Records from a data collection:
================================

PR #766, opened 2020-07-13
Add PoliCheck to build definition

EricJizbaMSFT:
Same as https://github.com/microsoft/vscode-azurefunctions/pull/2240


EricJizbaMSFT:
Not sure if we'll actually GA these per-se, but I do think these need to be GA-level quality since they're so tightly integrated with our extensions

PR #772, opened 2020-07-16
Add onAccountStatusChanged to listen for account status changes

### LINKED ISSUE #771: vscode-azureextensionui - Hooking into Azure Account events
I would like to dispose some resources that are no longer needed when the user signs out of their Azure account.

JeffreyCA:
Resolves #771

### DIFF
--- a/ui/index.d.ts
+++ b/ui/index.d.ts
@@ -10,6 +10,7 @@ import { ServiceClientCredentials } from 'ms-rest';
 import { AzureEnvironment, AzureServiceClientOptions } from 'ms-rest-azure';
 import { Disposable, Event, ExtensionContext, FileChangeEvent, FileChangeType, FileStat, FileSystemProvider, FileType, InputBoxOptions, Memento, MessageItem, MessageOptions, OpenDialogOptions, OutputChannel, Progress, QuickPickItem, QuickPickOptions, TextDocument, TextDocumentShowOptions, ThemeIcon, TreeDataProvider, TreeItem, Uri } from 'vscode';
 import { AzureExtensionApi, AzureExtensionApiProvider } from './api';
+import { AzureLoginStatus } from './src/azure-account.api';
 
 export type OpenInPortalOptions = {
     /**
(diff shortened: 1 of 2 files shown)


EricJizbaMSFT:
Can you describe the scenario you want this for? Last time you submitted [a pr](https://github.com/microsoft/vscode-azuretools/pull/763), we wanted the functionality for ourselves, too

JeffreyCA:
I want to dispose some resources that are no longer needed when the user signs out.

JeffreyCA:
Basically I want to dispose some client connections that are no longer needed when the user signs out of their Azure account. There's more details in the referenced PR but it's pretty specific to my use case.

ui/index.d.ts
```diff
@@ -10,6 +10,7 @@ import { ServiceClientCredentials } from 'ms-rest';
 import { AzureEnvironment, AzureServiceClientOptions } from 'ms-rest-azure';
 import { Disposable, Event, ExtensionContext, FileChangeEvent, FileChangeType, FileStat, FileSystemProvider, FileType, InputBoxOptions, Memento, MessageItem, MessageOptions, OpenDialogOptions, OutputChannel, Progress, QuickPickItem, QuickPickOptions, TextDocument, TextDocumentShowOptions, ThemeIcon, TreeDataProvider, TreeItem, Uri } from 'vscode';
 import { AzureExtensionApi, AzureExtensionApiProvider } from './api';
+import { AzureLoginStatus } from './src/azure-account.api';
```
EricJizbaMSFT, line 13: I'm wondering if you should just reference the azure account directly. We try to avoid exposing anything related to "azure-account.api" in our external contract (aka this file) since those types are owned/managed by the Azure Account extension, not us.

Assuming the Azure Account extension is a direct dependency of your extension, it's actually quite simple. Our "loadAzureAccount" method is a bit more complex because we have some extensions where the Azure Account extension is an optional dependency. If it's a required dependency, you can safely assume the extension exists and is already activated when you get the exports.

JeffreyCA: Oh I see what you mean. I did what you said and it works flawlessly. I'll close this then!

PR #773, opened 2020-07-22
Allow runWithInputs to output from callback

bwateratmsft:
We have a use case for testing where it would be helpful for `runWithInputs` to be able to output something from the callback. This works and doesn't seem to cause any problems when `T` is `void`.

### DIFF
--- a/dev/src/TestUserInput.ts
+++ b/dev/src/TestUserInput.ts
@@ -32,10 +32,11 @@ export class TestUserInput implements types.TestUserInput {
         return this._onDidFinishPromptEmitter.event;
     }
 
-    public async runWithInputs(inputs: (string | RegExp | types.TestInput)[], callback: () => Promise<void>): Promise<void> {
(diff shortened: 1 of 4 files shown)


dev/src/TestUserInput.ts
```diff
@@ -32,10 +32,11 @@ export class TestUserInput implements types.TestUserInput {
         return this._onDidFinishPromptEmitter.event;
     }
 
-    public async runWithInputs(inputs: (string | RegExp | types.TestInput)[], callback: () => Promise<void>): Promise<void> {
+    public async runWithInputs<T>(inputs: (string | RegExp | types.TestInput)[], callback: () => Promise<T>): Promise<T> {
```
EricJizbaMSFT, line 35: Gotta update here, too: https://github.com/microsoft/vscode-azuretools/blob/master/dev/index.d.ts#L159

bwateratmsft: Ah! I saw src/index.ts and it doesn't need updating, thought index.d.ts was generated. I'll add it.

PR #774, opened 2020-07-23
Update some language in the app 🔑 settings prompts

nturinski:
Fixes https://github.com/microsoft/vscode-azurestaticwebapps/issues/141


appservice/src/tree/AppSettingsTreeItem.ts
```diff
@@ -12,19 +12,19 @@ import { getThemedIconPath } from './IconPath';
 
 export function validateAppSettingKey(settings: StringDictionary, client: IAppSettingsClient, newKey: string, oldKey?: string): string | undefined {
     if (client.isLinux && /[^\w\.]+/.test(newKey)) {
-        return 'App setting names can only contain letters, numbers (0-9), periods ("."), and underscores ("_")';
+        return 'App setting key names can only contain letters, numbers (0-9), periods ("."), and underscores ("_")';
```
EricJizbaMSFT, line 15: The portal doesn't use "key" anywhere that I could find. They stick with "name" and "value"

PR #775, opened 2020-07-24
Update dev package to new azure sdk for js

EricJizbaMSFT:
Related to https://github.com/microsoft/vscode-azuretools/issues/510

### DIFF
--- a/dev/src/TestAzureAccount.ts
+++ b/dev/src/TestAzureAccount.ts
@@ -3,8 +3,9 @@
  *  Licensed under the MIT License. See License.txt in the project root for license information.
  *--------------------------------------------------------------------------------------------*/
 
-import { SubscriptionClient, SubscriptionModels } from 'azure-arm-resource';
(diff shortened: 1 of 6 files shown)


dev/src/TestAzureAccount.ts
```diff
@@ -56,7 +57,7 @@ export class TestAzureAccount implements AzureAccount, types.TestAzureAccount {
             environment: credentials.environment,
             userId: '',
             tenantId: tenantId,
-            credentials: credentials
+            credentials2: credentials
```
nturinski, line 60: They changed the property?  Is this to have backwards compatibility?  Is there any concern that they'll change this back to just credentials after support for the old SDKs are expired?

EricJizbaMSFT: Yes it is to maintain backwards compatibility, and no I'm not worried about them changing the name

https://github.com/microsoft/vscode-azure-account/issues/140#issuecomment-647969090

PR #776, opened 2020-07-24
Update ui package to new azure sdk for js

EricJizbaMSFT:
The Azure Account extension is currently restricted to VS Code Insiders, but I think there's enough change here that we can get started testing now. I used the resource groups and functions extensions as test subjects (PRs coming soon) and it all seems to be working.

For the UI package, here's the only difference noticeable to the user - if they don't have the latest account extension, we'll display a warning:
Screen Shot 2020-07-14 at 3 37 56 PM
Screen Shot 2020-07-14 at 3 38 17 PM

Fixes https://github.com/microsoft/vscode-azuretools/issues/510
Depends on https://github.com/microsoft/vscode-azuretools/pull/775

### DIFF
--- a/ui/src/createAzureClient.ts
+++ b/ui/src/createAzureClient.ts
@@ -48,13 +48,7 @@ export function createGenericClient(clientInfo?: ServiceClientCredentials | { cr
 class GenericServiceClient extends ServiceClient {
     constructor(credentials: ServiceClientCredentials | undefined, options: types.IMinimumServiceClientOptions) {
         super(credentials, options);
-
-        if (options.baseUri) {
-            if (options.baseUri.endsWith('/')) {
-                options.baseUri = options.baseUri.slice(0, -1);
-            }
-            this.baseUri = options.baseUri;
-        }
+        this.baseUri = options.baseUri?.endsWith('/') ? options.baseUri.slice(0, -1) : options.baseUri;
     }
 
     public async sendRequest(options: RequestPrepareOptions | WebResourceLike): Promise<HttpOperationResponse> {
--- a/ui/src/createAzureClient.ts
+++ b/ui/src/createAzureClient.ts
@@ -3,24 +3,73 @@
  *  Licensed under the MIT License. See License.txt in the project root for license information.
  *--------------------------------------------------------------------------------------------*/
 
-import { ServiceClientCredentials } from "ms-rest";
-import { AzureEnvironment, AzureServiceClientOptions } from "ms-rest-azure";
+import { Environment } from '@azure/ms-rest-azure-env';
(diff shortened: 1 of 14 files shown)


ui/src/createAzureClient.ts
```diff
@@ -3,24 +3,73 @@
...
+        acceptLanguage: vscode.env.language,
+        baseUri: clientInfo.environment.resourceManagerEndpointUrl,
+        userAgent: appendExtensionUserAgent
+    });
+}
+
+export function createGenericClient(clientInfo?: ServiceClientCredentials | { credentials: ServiceClientCredentials; environment: Environment; }): ServiceClient {
+    let credentials: ServiceClientCredentials | undefined;
+    let baseUri: string | undefined;
+    if (clientInfo && 'credentials' in clientInfo) {
```
nturinski, line 35: And this has already has come in handy 😄

ui/src/createAzureClient.ts
```diff
@@ -3,24 +3,73 @@
...
-    clientType: new (credentials: ServiceClientCredentials, baseUri?: string, options?: AzureServiceClientOptions) => T): T {
-    const client: T = new clientType(clientInfo.credentials, clientInfo.environment.resourceManagerEndpointUrl, { acceptLanguage: vscode.env.language });
-    addExtensionUserAgent(client);
-    return client;
+class GenericServiceClient extends ServiceClient {
+    constructor(credentials: ServiceClientCredentials | undefined, options: types.IMinimumServiceClientOptions) {
+        super(credentials, options);
+
+        if (options.baseUri) {
+            if (options.baseUri.endsWith('/')) {
```
nturinski, line 53: nit: Ternary could reduce the lines

ui/src/createAzureClient.ts
```diff
@@ -3,24 +3,73 @@
...
+                options.baseUri = options.baseUri.slice(0, -1);
+            }
+            this.baseUri = options.baseUri;
+        }
+    }
+
+    public async sendRequest(options: RequestPrepareOptions | WebResourceLike): Promise<HttpOperationResponse> {
```
nturinski, line 60: Is this to replace the requestUtils.sendRequest?  I don't understand why it's in the `createAzureClient` file.

EricJizbaMSFT: It's a part of `GenericServiceClient`, which is returned in `createGenericClient`

EricJizbaMSFT: But anyways - yes this is related to replacing `requestUtils`. I figured `createGenericClient` was similar enough to `createAzureClient` that it could fit here. Only the function `createGenericClient` is actually exported, _not_ `GenericServiceClient`

PR #777, opened 2020-07-24
Update kudu package to new azure sdk for js

EricJizbaMSFT:
This PR is actually way fewer files than it seems because almost all of it is auto-generated by autorest (including all the ts files, tsconfig.json, rollup.config.js, and even parts of package.json). The main files we will ever edit are "autorestconfig.json" and "swagger.json"

Related to #510


kudu/rollup.config.js
```diff
@@ -0,0 +1,37 @@
+import rollup from "rollup";
```
nturinski, line 1: Does this need a license at the top too?

kudu/tsconfig.json
```diff
@@ -1,16 +1,19 @@
...
-        "node_modules",
-        "lib"
-    ]
-}
\ No newline at end of file
+  "compilerOptions": {
+    "module": "es6",
+    "moduleResolution": "node",
+    "strict": true,
+    "target": "es5",
```
nturinski, line 6: Should the target have changed especially since the module is es6?

kudu/package.json
```diff
@@ -1,43 +1,58 @@
 {
-    "name": "vscode-azurekudu",
-    "author": "Microsoft Corporation",
-    "version": "0.1.9",
-    "description": "Client used to interact with Kudu.",
-    "tags": [
```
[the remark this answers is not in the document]
EricJizbaMSFT: This change was related to the auto-generation, not intentional. In any case, the main goal of this package is for our own use, so tags don't really matter

kudu/tsconfig.json
EricJizbaMSFT: This file was generated by autorest, so I'd rather just trust them to pick this stuff

kudu/rollup.config.js
EricJizbaMSFT: I'm not worried about it. This file was generated with autorest, and the main sdk repo doesn't seem to add it to their files either - for example: https://github.com/Azure/azure-sdk-for-js/blob/master/sdk/appservice/arm-appservice/rollup.config.js

PR #778, opened 2020-07-24
Update appservice package to new azure sdk for js

EricJizbaMSFT:
Related to #510
Depends on https://github.com/microsoft/vscode-azuretools/pull/776
Depends on https://github.com/microsoft/vscode-azuretools/pull/777


appservice/src/deploy/waitForDeploymentToComplete.ts
```diff
@@ -149,7 +148,7 @@ async function tryGetLatestDeployment(context: IActionContext, kuduClient: KuduC
         // Use "latest" to get the deployment before we know the "initialReceivedTime" or "permanentId"
         try {
             deployment = await retryKuduCall(context, 'getResult', async () => {
-                return <DeployResult | undefined>await kuduClient.deployment.getResult('latest');
+                return await kuduClient.deployment.getResult('latest');
```
nturinski, line 151: Have you tried this when there's no deployment yet?  I know that use to cause an error, but the return type doesn't include "undefined" so I'm wondering what happens.

appservice/src/github/GitHubRepoListStep.ts
```diff
@@ -7,18 +7,25 @@ import { AzureWizardPromptStep, IAzureQuickPickItem } from 'vscode-azureextensio
...
+        let repoData: gitHubRepoData | string;
         const picksCache: ICachedQuickPicks<gitHubRepoData> = { picks: [] };
-        const requestOptions: gitHubWebResource = await createRequestOptions(context, nonNullProp(context, 'orgData').repos_url);
-        do {
-            repoData = (await ext.ui.showQuickPick(this.getRepositories(context, picksCache, requestOptions), { placeHolder })).data;
-        } while (!repoData);
+
+        let url: string = nonNullProp(context, 'orgData').repos_url;
+        // tslint:disable-next-line: no-constant-condition
+        while (true) {
```
nturinski, line 21: Pretty clever, I was wondering why you let repoData be a string too.

appservice/src/slotFunctionOperations.ts
```diff
@@ -3,37 +3,38 @@
...
 }
 
 /**
  * Temporary workaround because this isn't in azure sdk yet
  */
-export async function getFunctionSlot(subscription: ISubscriptionContext, id: string, functionName: string): Promise<FunctionEnvelope> {
-    const request: requestUtils.Request = await requestUtils.getDefaultAzureRequest(getUrlPath(id, functionName), subscription);
-    const response: IRawAzureResource = <IRawAzureResource>JSON.parse(await requestUtils.sendRequest(request));
-    return convertRawResource(response);
+export async function getFunctionSlot(subscription: ISubscriptionContext, id: string, functionName: string): Promise<WebSiteManagementModels.FunctionEnvelope> {
```
nturinski, line 26: This still isn't in the sdk?

appservice/src/startStreamingLogs.ts
```diff
@@ -61,7 +58,17 @@ export async function startStreamingLogs(client: ISimplifiedSiteClient, verifyLo
 
                 await new Promise((onLogStreamEnded: () => void, reject: (err: Error) => void): void => {
                     let newLogStream: ILogStream;
-                    const logsRequest: request.Request = requestApi(`${client.kuduUrl}/api/logstream/${logsPath}`);
+
+                    const logsRequest: request.Request = request(`${client.kuduUrl}/api/logstream/${logsPath}`, {
```
nturinski, line 62: This kind of seems more error prone than using the kuduClient/request API to sign and format the request.  Any reason for the change?

appservice/src/TunnelProxy.ts
```diff
@@ -187,25 +185,33 @@ export class TunnelProxy {
...
-        request.resolveWithFullResponse = true; // allows access to the status code from the response
-        const pingResponse: IncomingMessage = await requestUtils.sendRequest(request);
-        ext.outputChannel.appendLog(`[Tunnel] Ping responded with status code: ${pingResponse.statusCode}`);
+        const client: ServiceClient = createGenericClient();
+        let statusCode: number | undefined;
+        try {
+            const response: HttpOperationResponse = await client.sendRequest({ method: 'GET', url: this._client.defaultHostUrl });
+            statusCode = response.status;
+        } catch (error) {
+            if (error instanceof RestError) {
```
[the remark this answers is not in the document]
EricJizbaMSFT: Yes I was able to test this (Pretty sure I just added some bogus text to the url to make a 404 error happen). I did this to maintain consistency with the previous behavior of this line:
```
request.simple = false; // allows the call to succeed without exception, even when status code is not 2XX
```
I couldn't find a `simple` property with the new sdk, so I just catch the exceptions instead.

appservice/src/createAppService/AppInsightsCreateStep.ts
```diff
@@ -83,9 +82,12 @@ export class AppInsightsCreateStep extends AzureWizardExecuteStep<IAppServiceWiz
 
     private async getPairedRegions(locationName: string): Promise<string[]> {
         try {
-            const request: requestUtils.Request = await requestUtils.getDefaultRequest('https://appinsights.azureedge.net/portal/regionMapping.json');
-            const response: string = await requestUtils.sendRequest(request);
-            const regionMappingJson: RegionMappingJsonResponse = <RegionMappingJsonResponse>JSON.parse(response);
+            const client: ServiceClient = createGenericClient();
+            const response: HttpOperationResponse = await client.sendRequest({
+                method: 'GET',
+                url: 'https://appinsights.azureedge.net/portal/regionMapping.json'
```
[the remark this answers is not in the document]
EricJizbaMSFT: You're the one that [added this](https://github.com/microsoft/vscode-azuretools/pull/562) :P I just kept it as-is for my PR

appservice/src/deploy/waitForDeploymentToComplete.ts
EricJizbaMSFT: You just mean double check the logic for the catch block? My change here (to remove the type casting) should have no functional effect. It's possible the error thrown is different (i.e. maybe errorType ends up being "NotFound" instead of "404"), but I double checked deploying to a fresh app and it seemed to work. This scenario should be covered by nightly tests and CTI tests, so I feel like trying it once was enough for now.

appservice/src/github/GitHubRepoListStep.ts
EricJizbaMSFT: Yeah the old `createRequestOptions` didn't work with the new types for various reasons, so I cleaned it up a bit. This stuff should probably move to octokit anyways 🤷‍♂️

appservice/src/slotFunctionOperations.ts
EricJizbaMSFT: Nope 😞

appservice/src/startStreamingLogs.ts
EricJizbaMSFT: `signRequest` doesn't work like it did in the old sdk. Basically, if you want to use `signRequest`, you _have_ to send the request with a ServiceClient from "ms-rest-js". It's not compatible with the "request" module. That's a big part of why I added [createGenericClient](https://github.com/microsoft/vscode-azuretools/blob/master/ui/src/createAzureClient.ts#L32) in the UI package. I tried using that GenericClient here, but this log stream stuff is pretty unique, mostly because we keep the request open while the user is streaming logs. I plan to investigate this more in the future, because this it's pretty much the only code still using the "request" module and I'd love to remove that dependency (since it's deprecated)

appservice/src/createAppService/AppInsightsCreateStep.ts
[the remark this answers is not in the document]
nturinski: No need to assign blame!

appservice/src/github/GitHubRepoListStep.ts
nturinski: Yeah, was thinking we should move it all to appservice and just have Static Web Apps consume from there.

PR #779, opened 2020-07-29
Pick up lodash update for ui

StephenWeatherford:


ui/package.json
```diff
@@ -1,7 +1,7 @@
 {
     "name": "vscode-azureextensionui",
     "author": "Microsoft Corporation",
-    "version": "0.33.9",
+    "version": "0.33.10",
```
EricJizbaMSFT, line 4: npm packages don't ship their dependencies, so publishing a new version is unnecessary

StephenWeatherford: I figured it processed the dependent package-lock files, component governance claimed ui was one of the components bringing this in.

StephenWeatherford: I don't see it in npm ls, will look at component governance again.

PR #794, opened 2020-09-09
Fix deploy when AzureWebJobsStorage doesn't have EndpointSuffix

EricJizbaMSFT:
Fixes https://github.com/microsoft/vscode-azurefunctions/issues/2360

### DIFF
--- a/appservice/src/deploy/deployToStorageAccount.ts
+++ b/appservice/src/deploy/deployToStorageAccount.ts
@@ -4,10 +4,11 @@
  *--------------------------------------------------------------------------------------------*/
 
 import { WebSiteManagementModels } from '@azure/arm-appservice';
+import { Environment } from '@azure/ms-rest-azure-env';
 import { BlobSASPermissions, BlobServiceClient, BlockBlobClient, ContainerClient, generateBlobSASQueryParameters, StorageSharedKeyCredential } from '@azure/storage-blob';
 import * as moment from 'moment';
 import { URL } from 'url';
-import { IActionContext } from 'vscode-azureextensionui';
+import { IActionContext, parseError } from 'vscode-azureextensionui';
 import { ext } from '../extensionVariables';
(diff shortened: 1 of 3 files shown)


appservice/src/deploy/deployToStorageAccount.ts
```diff
@@ -39,10 +40,28 @@ async function createBlobServiceClient(client: SiteClient): Promise<BlobServiceC
     // Use same storage account as AzureWebJobsStorage for deployments
     const azureWebJobsStorageKey: string = 'AzureWebJobsStorage';
     const settings: WebSiteManagementModels.StringDictionary = await client.listApplicationSettings();
-    if (settings.properties && settings.properties[azureWebJobsStorageKey]) {
-        return BlobServiceClient.fromConnectionString(settings.properties[azureWebJobsStorageKey]);
+    let connectionString: string | undefined = settings.properties && settings.properties[azureWebJobsStorageKey];
+    if (connectionString) {
+        try {
+            return BlobServiceClient.fromConnectionString(connectionString);
```
nturinski, line 46: Since it's required now, shouldn't we just always add the endpointSuffix if it doesn't have one?  If we know creating the BlobServiceClient will fail without it, seems like we're just wasting time by trying first.

nturinski (approved):

appservice/src/deploy/deployToStorageAccount.ts
EricJizbaMSFT: I consider what I'm doing to be a bit of "black box magic". When I do that, I prefer to always leave a path so that the user can avoid the magic if it doesn't work for them. In this case I can just avoid the magic by default since "fromConnectionString" does all the validation up front before trying to connect to Azure (aka it's super fast). Basically, I want to protect against the scenario where my code isn't perfect and doesn't handle all edge cases correctly haha.

PR #800, opened 2020-09-11
Refactor confirmOverwrite and downloadSettings

nturinski:
Confirm overwrite I was basically able to copy and paste in exactly from Functions.

downloadAppSettings was a little more tricky.  The refactor requires you to pass in the localFileSettings name and file path since it can vary from extension to extension (specifically App Service vs. SWA and Functions).  Also, only Functions supports encryption/decryption since it relies on the func cli core tools.  The refactor would require the Functions extension to do the decryption before the download and the encryption afterwards.

Not really sure if there's a way around that 🤔


appservice/src/appSettings/downloadAppSettings.ts
```diff
@@ -0,0 +1,49 @@
...
+import * as fse from 'fs-extra';
+import * as vscode from 'vscode';
+import { ext } from "../extensionVariables";
+import { localize } from "../localize";
+import { AppSettingsTreeItem } from "../tree/AppSettingsTreeItem";
+import { confirmOverwriteSettings } from "./confirmOverwriteSettings";
+import { IAppSettingsClient } from "./IAppSettingsClient";
+import { ILocalSettingsJson } from "./ILocalSettingsJson";
+
+export async function downloadAppSettings(node: AppSettingsTreeItem, localSettingsFileName: string, localSettingsPath: string): Promise<void> {
```
EricJizbaMSFT, line 16: > The refactor requires you to pass in the localFileSettings name and file path since it can vary from extension to extension (specifically App Service vs. SWA and Functions).

I get that app service would be different, but wouldn't SWA and Functions be the same?

> Also, only Functions supports encryption/decryption since it relies on the func cli core tools. The refactor would require the Functions extension to do the decryption before the download and the encryption afterwards.

Again, I feel like SWA should be the same as Functions in terms of encryption/decryption

appservice/src/appSettings/downloadAppSettings.ts
```diff
@@ -0,0 +1,49 @@
...
+ *  Licensed under the MIT License. See License.txt in the project root for license information.
+ *--------------------------------------------------------------------------------------------*/
+
+import { WebSiteManagementModels } from "@azure/arm-appservice";
+import * as fse from 'fs-extra';
+import * as vscode from 'vscode';
+import { ext } from "../extensionVariables";
+import { localize } from "../localize";
+import { AppSettingsTreeItem } from "../tree/AppSettingsTreeItem";
+import { confirmOverwriteSettings } from "./confirmOverwriteSettings";
```
EricJizbaMSFT, line 12: Why does "Download App Settings" use the shared app service package, but "Create Function" uses the functions extension API? How are you deciding which feature uses which method?

appservice/src/appSettings/downloadAppSettings.ts
nturinski: It is, but we don't have the hard dependency on the cli tools like Functions.  Technically you can still use the app settings without having the Function extension as well.  So not really sure how to handle that scenario.

appservice/src/appSettings/downloadAppSettings.ts
nturinski: Well, downloadAppSetting has a lot of shared code between App Service, Functions, and SWA.  However-- this code isn't _quite_ generic enough as it is since App Service's .env files don't rely on a JSON object.

Do you think it'd make more sense to expand the Functions API to include the download/upload app settings logic?  I really hadn't considered that.

appservice/src/appSettings/downloadAppSettings.ts
EricJizbaMSFT: Functions doesn't have a hard dependency on the cli tools, either. We only need the func cli if the settings are encrypted, and SWA would have the same problem

appservice/src/appSettings/confirmOverwriteSettings.ts
```diff
@@ -0,0 +1,81 @@
...
+ *  Copyright (c) Microsoft Corporation. All rights reserved.
+ *  Licensed under the MIT License. See License.txt in the project root for license information.
+ *--------------------------------------------------------------------------------------------*/
+
+import * as vscode from 'vscode';
+import { DialogResponses } from "vscode-azureextensionui";
+import { ext } from "../extensionVariables";
+import { localize } from "../localize";
+
+export async function confirmOverwriteSettings(sourceSettings: { [key: string]: string }, destinationSettings: { [key: string]: string }, destinationName: string): Promise<void> {
```
EricJizbaMSFT, line 11: Lol turns out you already copied this code over: https://github.com/microsoft/vscode-azuretools/pull/357

nturinski: Oh right, I just moved it in this PR. lol.

appservice/src/appSettings/downloadAppSettings.ts
EricJizbaMSFT: I'm not convinced `downloadAppSettings` could be shared with App Service - would have to see how you make that generic. If it only works for Functions/SWA, that's where my question comes in. I don't want to start sticking a bunch of Functions-specific features in this package just for SWA.

nturinski: Yeah, I think it makes sense to leave OverwriteSettings in here (since it's pretty generic) but, I think I like the idea of doing all the appSetting stuff through the Functions API since it's technically all Functions under the hood.  Are you good with that?

EricJizbaMSFT: Yeah I think so

nturinski:
Closing in favor of leveraging the Functions API for this instead.

PR #801, opened 2020-09-15
Remove substeps when going back even when the prompt is skipped

nturinski:
This is to fix specifically the Function API bug where when you create a new project through the API, select C#, and then go back, the DotnetSteps were not properly getting removed.

Also, moving the code for clearing the context of going back into the loop broke like 4 tests, so I didn't want to mess with that since just moving `removeFromEnd` code solved the problem.

### DIFF
--- a/ui/package-lock.json
+++ b/ui/package-lock.json
@@ -1,6 +1,6 @@
 {
     "name": "vscode-azureextensionui",
-    "version": "0.35.0",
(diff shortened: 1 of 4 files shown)


EricJizbaMSFT (approved):

nturinski:
😲 Is this speedy approval the power of tests?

================================

Copy each line of the data that contains the word "longer", leaving the other lines out.

Reply →
I would like to dispose some resources that are no longer needed when the user signs out of their Azure account.
I want to dispose some resources that are no longer needed when the user signs out.
Basically I want to dispose some client connections that are no longer needed when the user signs out of their Azure account. There's more details in the referenced PR but it's pretty specific to my use case.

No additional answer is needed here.